CSE1710 Lab

CSE 1710.03A Programming for Digital Media

Lab 10

Due date: Nov 23, 2009 at 20:00

Extracting Headlines and Generating a New WWW Page

Your task is to create a WWW page that lists the current news headlines, with some text substitutions to make things a bit more interesting. The program should be designed so that it can be called automatically every hour to refresh the contents of the generated HTML file.

As a source of headlines you will be using http://www.cse.yorku.ca/course/1710/labs/GoogleNews.html, which is a local copy of the WWW page http://news.google.com. The text subsitutions should swap two random words in the headline.

For this, you have to write a function createNews() that has no arguments Each time it is called, it should automatically get the news headlines and (over-)write the output file, which has to be located at: "Z:\news.html".
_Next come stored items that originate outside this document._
Issue #775, opened 2023-02-18
Request missing crates on EPEL 9


jw3:
Did a test build on Koji for EPEL 9.  Looks like some packages that are in Fedora are not yet in EPEL 9 repo.

https://koji.fedoraproject.org/koji/taskinfo?taskID=97640494

- [x] [setuptools-rust](https://src.fedoraproject.org/rpms/python-setuptools-rust) [bz#2173215](https://bugzilla.redhat.com/show_bug.cgi?id=2173215) :x: 
- [x] ~~[rust-confy](https://src.fedoraproject.org/rpms/rust-confy) [bz#2173214](https://bugzilla.redhat.com/show_bug.cgi?id=2173214)~~
- [ ] [rust-dbus](https://src.fedoraproject.org/rpms/rust-dbus)
- [ ] [rust-libdbus-sys](https://src.fedoraproject.org/rpms/rust-libdbus-sys)
- [ ] [rust-lmdb](https://src.fedoraproject.org/rpms/rust-lmdb)
- [ ] [rust-ring](https://src.fedoraproject.org/rpms/rust-ring)
- [ ] [rust-untrusted](https://src.fedoraproject.org/rpms/rust-untrusted)

https://mirror.arizona.edu/fedora-epel/9/Everything/x86_64/Packages/r/
https://docs.fedoraproject.org/en-US/epel/epel-package-request/

jw3:
It is not possible to have setuptools-rust in epel9.

jw3:
Vendoring remains the path forward.

PR #864, opened 2023-05-03
Build for epel 9

### LINKED ISSUE #821: Add version suffix to vendor tarballs
For clarity when switching between versions.  Not sure how the lookaside cache works around different branches and different content with same names.  Unique names makes it clearer.

### LINKED ISSUE #865: Add rpm build and actions for el9
Get the spec as close to the fedora spec as possible.  Might still require a separate spec to be maintained depending on the significance of the differences.

jw3:
Adds epel 9 builds in CI and for local containers.

The recipe here is a mix between the Fedora and epel 8 builds.  There are quite a few missing epel components yet, they are being requested as part of #775.  Eventually epel 9 will closely resemble the FC build and the specs should be merged.  However for now we will maintain a separate spec like is done for epel 8.

This also adds a version suffix to the release artifacts.  The intent is to guard against human error when manually moving artifacts between GitHub and Fedora releases.

Closes #821
Closes #865


jw3:
Tested python-events from epel testing

```yaml
      - name: Enable EPEL Testing
        if: startsWith(matrix.props.dist, 'el9')
        run: |
          dnf install -y yum-utils
          yum-config-manager --enable epel-testing
```

jw3:
image

PR #871, opened 2023-05-15
Python code reformat and add CI check

### LINKED ISSUE #798: Reformat Python code and add CI check
Running black creates changes in about 40 files, which sort of prevents it from being used.

The goal here is to force developers to run the formatter prior to committing new code.

_This doesn't need done until there is a lull in dev, ie. post v1.0, but should be done asap after that._

## The PR to fix this should look like
1. Run black to format all files
2. Add a CI check to the Python CI stage that will fail if there are any unformatted files in the commmit

dorschs57:
I turned on black formatting with the `--check` option in the CI process and added the module `flake8-black`. Linting will now report out black formatting changes too. I also formatted the python code with black and committed the changes. I get the same results from the tests before and after the changes, and a quick 👀 check looks good.

Side note you can run linting and formatting locally with `pipenv run lint` and `pipenv run format`. This part was always there.

closes #798

### DIFF
--- a/Pipfile
+++ b/Pipfile
@@ -45,7 +45,7 @@ allow_prereleases = true
 [scripts]
 test = "pipenv run xvfb-run -a pytest -s --cov=fapolicy_analyzer fapolicy_analyzer/tests/"
 lint = "pipenv run flake8 fapolicy_analyzer/"
-format = "pipenv run black fapolicy_analyzer/"
+format = "pipenv run black fapolicy_analyzer/ -t py36"
 watch-test = "pipenv run xvfb-run -a pytest-watch fapolicy_analyzer/ -- --testmon -s"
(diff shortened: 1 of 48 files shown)


Pipfile
```diff
@@ -9,7 +9,7 @@ python_version = "3.6"
 [dev-packages]
 semantic-version = "2.8.5"
 setuptools-rust = "0.12.1"
-flake8 = "*"
+flake8 = "~=4.0.1"
```
dorschs57, line 12: I had to lock flake8 to the 4.x version. Trying to run anything from 5.x or 6.x on my RHEL8 dev machine results in a max depth recursion error. I'm guessing it has something to do with python 3.6.

jw3:
Nice  :+1:

PR #875, opened 2023-06-02
Add fapolicy-analyzer log and config locations to rpm

### LINKED ISSUE #768: Add config and log paths to rpm
To ensure the config and log paths are accessible after rpm install they should be added to the rpm file list.

This likely eliminates xdg directories.

- /etc/fapolicy-analyzer/config.toml
- /var/log/fapolicy-analyzer.log

tparchambault:
Update the rpm spec to use standard paths for config, log, and state files. 

Closes #768


jw3:
Resolved a conflict in `crates/pyo3/src/config.rs`

fapolicy_analyzer/tests/test_xdg_utils.py
```diff
@@ -16,105 +16,63 @@
 import os
 
 from fapolicy_analyzer.util.xdg_utils import (
-    xdg_config_dir_prefix,
-    xdg_data_dir_prefix,
-    xdg_state_dir_prefix,
+    app_config_dir_prefix,
```
jw3, line 19: There are now binding functions that provide the directory path as a string. The paths reflect whether or not XDG was enabled in the build.

- app_log_dir
- app_data_dir
- app_config_dir

tparchambault:
Thx @jw3 . Appreciate the help.

tparchambault:
Currently testing. 

Observed on an rpm install over FC38, that the session and fapolicyd archive snapshots are incorrectly going into the same directory as the log files, `/var/log/fapolicy-analyzer/`. Will test the development environment locations prior to fixing the above issue.

Integrated the new Rust api calls into the existing xdg code so that existing session tmp file and saved `fapolicyd` state (db, config, and rules files) archiving code could remain intact. There's a slightly different name convention between the Rust api directories and the xdg spec directories that I need to translate correctly.

jw3:
> There's a slightly different name convention between the Rust api directories and the xdg spec directories

Please elaborate

tparchambault:
Based on https://specifications.freedesktop.org/basedir-spec/basedir-spec-latest.html, the xdg convention is that there are state, data, and config (ignoring the cache, runtime, etc) directories, and the api provides log, data, and config dirs.

So the existing code uses the xdg_state dir for both logs, and tmp files used for a restore as recommended in the xdg doc:

```
 The $XDG_STATE_HOME contains state data that should persist between (application) restarts, but that is not important or portable enough to the user that it should be stored in $XDG_DATA_HOME. It may contain:

    actions history (logs, history, recently used files, …)

    current state of the application that can be reused on a restart (view, layout, open files, undo history, …)
```

So I've just got to tweak things to separate our log file location vs our snapshot file locations.

tparchambault:
Just to capture the current behavior of this branch in the dev environment i.e. the `FEATURES` file contains the line `xdg`:
Session json files are stored in `${HOME}/.local/state/fapolicy-analyzer/`, logs are stored in `${HOME}/.local/share/fapolicy-analyzer/` and the config file is located in `${HOME}/.config/fapolicy-analyzer/`

I'll verify the rpm install does put both the fapolicyd  backup archives and the logs are placed in the same location again. I'll also look at where the session json files are stored. These get cleaned up on shutdown, and probably did not look for them during their lifetimes.

jw3:
I dont see any issues after looking through the changes.  I still need to test the RPMs.

tparchambault:
Thx @jw3 . Only tested over FC38 for both rpm installations and in the dev environment.

PR #876, opened 2023-06-05
Include build info in About dialog

### LINKED ISSUE #823: Add additional build info to packaged application
It would be useful to display additional build info on the About page.

- build environment
- build time
- git commit
- ...

Would make distinguishing between builds of same version from different source easier. Especially during testing where we have GitHub builds and Koji builds floating around.

egbicker:
Capture build information and display it in the about dialog

Closes #823


.github/workflows/rpm.yml
```diff
@@ -153,6 +153,10 @@ jobs:
           name: source0
           path: /tmp/rpmbuild/SOURCES/
 
+      - name: Generate about page information
```
jw3, line 156: This will need moved up to the source0 stage so that it gets included in the source0 tarball.

fapolicy_analyzer/ui/main_window.py
```diff
@@ -15,6 +15,8 @@
 
 import logging
 import os
+import json
+import subprocess
```
jw3, line 19: I dont think subprocess should be used for anything in this PR

fapolicy_analyzer/ui/main_window.py
```diff
@@ -358,11 +362,49 @@ def on_saveAsMenu_activate(self, menuitem, data=None):
...
+            )
+        except Exception:
+            logging.debug("Failed to query for an rpm install")
+        abspath = (
+            rpm_path
+            if not rpm_path == ""
+            else path.abspath("./data/fapolicy-analyzer-about.json")
+        )
+        if path.isfile(abspath):
+            try:
```
jw3, line 378: Either load the build-info file or show unknown.  We dont care about what is running on the current system, ie calling subprocess to get this stuff in real time is not interesting.

fapolicy_analyzer/ui/main_window.py
```diff
@@ -358,11 +362,49 @@ def on_saveAsMenu_activate(self, menuitem, data=None):
...
 
     def on_aboutMenu_activate(self, *args):
-        aboutDialog = self.get_object("aboutDialog")
-        aboutDialog.set_transient_for(self.window)
-        aboutDialog.set_version(f"v{app_version}")
-        aboutDialog.run()
-        aboutDialog.hide()
+        rpm_path = ""
+        try:
+            rpm_path = subprocess.getoutput(
```
jw3, line 367: The json file can be marked as a resource and can be looked up like a glade file, we do not have to look it up with a call to rpm.

The build-info file can be wired into the setup.py like the glade files are, and because there is a placeholder build-info file, the setup.py build will work from both a dev-env and rpm install.

data/fapolicy-analyzer-about.json
jw3, line 1: Rename this file `build-info.json`

scripts/about.py
jw3, line 1: Rename this file `build-info.py`

scripts/about.py
```diff
@@ -0,0 +1,43 @@
...
+# You should have received a copy of the GNU General Public License
+# along with this program.  If not, see <https://www.gnu.org/licenses/>.
+
+import json
+import subprocess
+from os import path
+
+
+abspath = path.abspath("./data/fapolicy-analyzer-about.json")
+os_info = subprocess.getoutput(["uname -nr"])
```
jw3, line 22: It would be easier to test this script if you use argparse and set these from args rather than calling subprocess from here.

jw3 (changes requested):

.github/workflows/rpm.yml
```diff
@@ -51,6 +51,10 @@ jobs:
           ref: ${{ github.ref }}
           fetch-depth: 0
 
+      - name: Generate build info
+        run: |
+          /bin/python3 scripts/build-info.py data/build-info.json
```
jw3, line 56: Could add this command to the root level Makefile under target named `build-info`.

Then in CI and our dev envs we can say `make build-info`

jw3:
Looking pretty good.  What remains?

data/build-info.json
```diff
@@ -0,0 +1,5 @@
+{
+    "os_info" : "OS_UNKNOWN",
```
jw3, line 2: I think these could default to "unknown" with intent of being human readable.

_(see related comment on the build-info.py script)_

scripts/build-info.py
```diff
@@ -0,0 +1,53 @@
...
+git_info = subprocess.getoutput(["git log -n 1"])
+time_info = subprocess.getoutput("date")
+
+
+if path.isfile(args.path):
+    try:
+        f = open(args.path, "r")
+        data = json.load(f)
+        f.close()
+        if "OS_UNKNOWN" in data["os_info"]:
```
jw3, line 36:
```python
if "OS_UNKNOWN" in data["os_info"]:
```

Since this is the script that will be run in dev env or CI, I dont think you need to check and see if a value has already been set.  Should be safe to blindly overwrite with the results of the subprocess calls.

scripts/build-info.py
```diff
@@ -0,0 +1,53 @@
...
+# This program is distributed in the hope that it will be useful,
+# but WITHOUT ANY WARRANTY; without even the implied warranty of
+# MERCHANTABILITY or FITNESS FOR A PARTICULAR PURPOSE.  See the
+# GNU General Public License for more details.
+#
+# You should have received a copy of the GNU General Public License
+# along with this program.  If not, see <https://www.gnu.org/licenses/>.
+
+import json
+import subprocess
```
jw3, line 17: I said earlier that subprocess shouldnt be in the PR, that was incorrect. Your usage here is fine.  I should have said it shouldnt be used at runtime, only at build time.

:+1:

fapolicy_analyzer/ui/main_window.py
jw3: > I dont think subprocess should be used for anything in this PR

I was too broad with this, it shouldn't be used for anything at runtime.  Build time is good, which is what is being done currently.  :+1:

egbicker:
> 

I'm still not seeing the script outputs in my RPM build in fc38 even when putting the command up in source0

jw3:
> I'm still not seeing the script outputs in my RPM build in fc38 even when putting the command up in source0

Ok, Ill work up an example.

jw3:
See this build and branch  https://github.com/ctc-oss/fapolicy-analyzer/actions/runs/5358449384/jobs/9720893621#step:8:94

Treating your json as a resource is the key. I mentioned it in a comment above, should have elaborated a little more.

fapolicy_analyzer/ui/main_window.py
```diff
@@ -358,11 +362,35 @@ def on_saveAsMenu_activate(self, menuitem, data=None):
...
+        }
+
+        if rpm_path:
+            try:
+                f = open(rpm_path, "r")
+                data = json.load(f)
+                f.close()
+
+            except Exception:
+                logging.debug("About JSON could not be opened")
```
jw3, line 380: > About JSON ...

"The build info json" ...

.github/workflows/rpm.yml
```diff
@@ -51,6 +51,10 @@ jobs:
           ref: ${{ github.ref }}
           fetch-depth: 0
 
+      - name: Generate build info
+        run: |
+          /bin/python3 scripts/build-info.py fapolicy-analyzer/resources/build-info.json
```
jw3, line 56: `make build-info`

fapolicy_analyzer/ui/main_window.py
```diff
@@ -358,11 +362,35 @@ def on_saveAsMenu_activate(self, menuitem, data=None):
...
+            "os_info": "Unknown",
+            "git_info": "Unknown",
+            "time_info": "Unknown",
+        }
+
+        if rpm_path:
+            try:
+                f = open(rpm_path, "r")
+                data = json.load(f)
+                f.close()
```
jw3, line 377: Dont f.close, use a managed context with `with`

scripts/build-info.py
```diff
@@ -0,0 +1,46 @@
...
+
+
+if path.isfile(args.path):
+    try:
+        data = {
+            "os_info" : os_info,
+            "git_info" : git_info,
+            "time_info" : time_info,
+        }
+        f = open(args.path, "w")
```
jw3, line 38: Same as above, use `with` for a managed context

fapolicy_analyzer/resources/build-info.json
jw3, line 1: Accidental commit...

1. Revert this
2. Commit
3. Add the relative path to the build-info file to the root .gitignore
4. Commit

fapolicy_analyzer/resources/build-info.json
```diff
@@ -1,5 +1,5 @@
 {
-    "os_info" : "OS_UNKNOWN",
```
jw3: I think these values should be set to "Unknown" as default in here too.

jw3:
It hit me a little late that the git archive call used to vendor the source is not going to package the patched file.

Moving the `make build-info` call into the spec will be a better way to handle this anyways.

jw3:
Took some time to think more on this and the build info can't be taken from just one place.  It's an aggregation of steps along the way.

At a minimum it is two places

1. Commit info while in GitHub CI
2. Build platform info during rpm build (within spec)

So the build-info.json is going to have keys added to it along the way, the build-info.py script will need to accept args that it inserts to the existing file.

I pushed a few commits that move things in this direction.  See how that looks.

egbicker:
@jw3 This looks good, I fixed the test/dev usage for it but its working on my fc38 rpm build

jw3:
I am going to run rc1 through fedora and see what the build info looks like over there before this merges.

jw3 (approved):

jw3:
Restored the use of the original about dialog

image

Added the build info in the comment section.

The format of the output should be a normal HTML page, with an appropriate header. Each headline should be written as a level-1 heading, according to the HTML specification, i.e. using the '<h1>' tag. Do not forget to finish the generated HTML page with appropriate HTML sequences.

You must name your program lab10.py.

As a starting point, you can use the following code segment, which downloads the contents of a specified WWW page into a string.

import urllib

contents = urllib.urlopen('http://www.cbc.ca')
text = contents.read()
contents.close()
print text

Here are a couple of hints:

Each (major) headline on the WWW page news.google.com is embedded as a level-2 heading as follows:
```
<h2 class="title"> <a target="_self" class="irrelevant stuff"
href="some link">Maple Leafs finally call it quits</a> </h2>
```
Hence, you have to start by searching for each instance of '<h2 class="title">', then skip over the following link tag (e.g. by searching for the closing '>'), then extract all text after that until the start of the following tag.
Note that the text above has been broken into two lines to make it easier to understand. However, you can safely assume that the headline itself will not have a newline character inside it (but one of the tags may have a newline embedded).
To swap the two random words in each headline, it is easiest to first parse the string into a list of words, using string.split(), as discussed in one of the recent lectures. Then generate two random (integer) numbers that are between 0 and the number of words in the headline minus 1, and use these two numbers as indices into the list of words. Then swap the two words.
The reason you can't open the Google news page directly with urlopen() is that Google actively prevents access to the page from programs. The simplest way to circumvent this is to use a local copy.

What to Turn in

As mentioned previously, you have to add comments with your own identification (name, student ID, date). Remember to save the file after you modify it!

How to submit the lab

For details on how to submit, please refer to lab2. However, this time please submit to lab10, i.e. issue the command

submit 1710 lab10 lab10.py

Note: You must do all the above steps correctly for receiving full credit for this labtest.